The rufous-crowned tody-flycatcher is about 9 to 10 cm long and weighs about 6.6 g. The sexes have the same plumage. Adults of the nominate subspecies P. r. ruficeps have a bright rufous crown and a gray nape that are separated by a black line that continues onto the cheek. They have a white to buffy area above the lores, a thin black line through the eye, and white to buffy cheeks. Their back, rump, and uppertail coverts are olive. Their wings are black with yellowish white edges on the flight feathers and yellow tips on the coverts; the latter show as two thin wing bars. Their tail is olive-brown. Their throat and upper breast are buffy whitish with a faint dusky or blackish band under the breast. The rest of their underparts are bright yellow. Juveniles have paler throats than adults. Subspecies P. r. rufigenis has a very faint or no black line on the cheek. P. r. peruvianus has bolder black markings on the face and a whiter throat than the nominate. P. r. melanomystax has whitish cheeks; the black line on the nape widens onto the sides of the neck. All subspecies have a dark brown iris, a black bill, and gray legs and feet.

==Distribution and habitat==

The rufous-crowned tody-flycatcher has a disjunct distribution. The subspecies are found thus:

- P. r. melanomystax: Andes in northern Mérida and eastern Trujillo states in western Venezuela and south in Colombia's Eastern Andes of Cundinamarca Department and Central Andes to Valle del Cauca Department
- P. r. ruficeps: from southern Táchira in far southwestern Venezuela south through all three ranges of the Colombian Andes and the east slope of the Andes of Ecuador to Loja Province (perhaps also in the Serranía del Perijá of Colombia.)
- P. r. rufigenis: western slope of the Andes from Nariño Department in far southwestern Colombia and into Ecuador as far as Azuay Province
- P. r. peruvianus: from Loja and Zamora-Chinchipe provinces in Ecuador into Peru's Piura and Cajamarca departments

The rufous-crowned tody-flycatcher inhabits shrubby and brushy areas at the edges and in clearings of primary and secondary forest, in overgrown pastures, and along watercourses and roads.
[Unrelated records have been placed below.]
PR #541, opened 2021-06-10
Makefile: add apigen target

marquiz:
For auto-generating api(s).

Also, re-generate/refresh the gRPC with `make apigen` (with protoc
v3.17.3 and protoc-gen-go from github.com/golang/protobuf v1.5.2) to
sync up things.


pkg/labeler/labeler.pb.go
```diff
@@ -1,155 +1,300 @@
+//
+//Copyright 2019 The Kubernetes Authors.
```
ArangoGutierrez, line 2: 2021?

marquiz: This is autogenerated file. The year is copied from `labeler.proto`. I don't think it makes sense to modify the proto file itself just to update the copyright year

ArangoGutierrez (approved):
/lgtm

PR #549, opened 2021-07-07
Makefile: add lint target

marquiz:
Shortcut for running golint.


ArangoGutierrez:
Maybe we should address some of them.... 😅 
```bash
make lint
[---]
Found 121 lint suggestions; failing.
make: *** [Makefile:139: lint] Error 1
```

ArangoGutierrez (approved):
/lgtm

It also favors stands of bamboo. It is not found in the forest interior. In elevation it ranges between 1800 and 2900 m in Venezuela, 1500 and 2700 m in Colombia, 1500 and 2500 m in Ecuador, and 2400 and 2900 m in Peru.

==Behavior==
===Movement===

The rufous-crowned tody-flycatcher is a year-round resident.

===Feeding===

The rufous-crowned tody-flycatcher feeds on insects. It forages singly, in pairs, and in small family groups and only rarely joins mixed-species feeding flocks. It forages mostly near the ground in dense vegetation. It takes prey with short upward or forward sallies from a perch to grab it from leaves.

===Breeding===

The rufous-crowned tody-flycatcher's breeding season has not been defined but appears to include March to September. Nothing else is known about the species' breeding biology.

===Vocalization===

The rufous-crowned tody-flycatcher's vocalizations are "soft, easily overlooked, and usually given only at well-spaced intervals". Its song has been described as a sputtering "pa-treer-pít-pít-pít" with some variation. Its calls include "a gravelly stuttered 'tttrew', 'pit-tttrew', or 'tttrew-pit', sometimes given as a duet". Other calls are described as a "low-pitched, flat chak, chak", a "gravelly stick'di'dik", and an "abrupt pip'prrrrrr".

==Status==

The IUCN has assessed the rufous-crowned tody-flycatcher as being of Least Concern. It has a large range; its population size is not known and is believed to be decreasing. No immediate threats have been identified. It is known from only a few specimens and sight records in Venezuela. It is considered fairly common in Colombia, common in Ecuador, and uncommon in Peru. It occurs in several national parks but is "[p]robably declining because of habitat loss".